EXTRACTED RECORDS:

-.-.-

PR #7259, opened 2021-07-29
added pathSide property to text on path

melchiar:
Here's my newest implementation of the `side` property for text on a path. Note that I've used the name `side` to be consistent with the related [SVG property](https://developer.mozilla.org/en-US/docs/Web/SVG/Attribute/side), although SVG `side` is currently supported only in Firefox.

Feel free to test:
https://jsfiddle.net/melchiar/oLq91r2t/

### DIFF
--- a/src/shapes/text.class.js
+++ b/src/shapes/text.class.js
@@ -793,7 +793,7 @@
             break;
           //todo - add support for justify
         }
-        positionInPath += this.pathStartOffset * reverse ? -1 : 1;
+        positionInPath += this.pathStartOffset * (reverse ? -1 : 1);
       }
       if (path) {
         for (i = reverse ? line.length - 1 : 0;
--- a/src/shapes/text.class.js
+++ b/src/shapes/text.class.js
@@ -210,7 +210,7 @@
      * @type Number
      * @default
      */
-    startOffset:               0,
+    pathStartOffset:               0,
 
     /**
      * Which side of the path the text should be drawn on.
@@ -218,7 +218,7 @@
      * @type {String} 'left|right'
      * @default
      */
-    side:               'left',
+     pathSide:               'left',
 
     /**
      * @private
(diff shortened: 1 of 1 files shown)


src/shapes/text.class.js
```diff
@@ -212,6 +212,14 @@
      */
     startOffset:               0,
 
+    /**
+     * Which side of the path the text should be drawn on.
+     * Only used when text has a path
+     * @type {String} 'left|right'
+     * @default
+     */
+    side:               'left',
```
asturur, line 221: for the previous discussion, should we call this `pathSide`?

src/shapes/text.class.js
```diff
@@ -818,6 +832,14 @@
...
       graphemeInfo.renderTop = info.y - startingPoint.y;
       graphemeInfo.angle = info.angle;
+      switch (this.side) {
+        case 'left':
+          graphemeInfo.angle = info.angle;
+          break;
+        case 'right':
+          graphemeInfo.angle = info.angle + Math.PI;
+          break;
+      }
```
asturur, line 842: why in other part of the code we use a ternary and here a switch case? Are there are other values of side we should be aware of? if is just left/rigght we can have 
```
graphemeInfo.angle = info.angle + this.side ===  'right' ? Math.PI : 0;
```

src/shapes/text.class.js
```diff
@@ -818,6 +832,14 @@
       graphemeInfo.renderLeft = info.x - startingPoint.x;
       graphemeInfo.renderTop = info.y - startingPoint.y;
       graphemeInfo.angle = info.angle;
```
asturur, line 834: this seems a leftover line?

melchiar: oops

src/shapes/text.class.js
melchiar: you're right, that's better

src/shapes/text.class.js
melchiar: sounds good. I think let's change `startOffset` to `pathStartOffset` as well for the same reason

asturur: yes i agree is fresh enough that no one noticed it yet.

asturur:
i'm merging.
Can you follow up with a visual test?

-.-.-

ACTIVITY: Copy out each line of the listing that contains the word "with".

EXPECTED ANSWER:
Here's my newest implementation of the `side` property for text on a path. Note that I've used the name `side` to be consistent with the related [SVG property](https://developer.mozilla.org/en-US/docs/Web/SVG/Attribute/side), although SVG `side` is currently supported only in Firefox.
Can you follow up with a visual test?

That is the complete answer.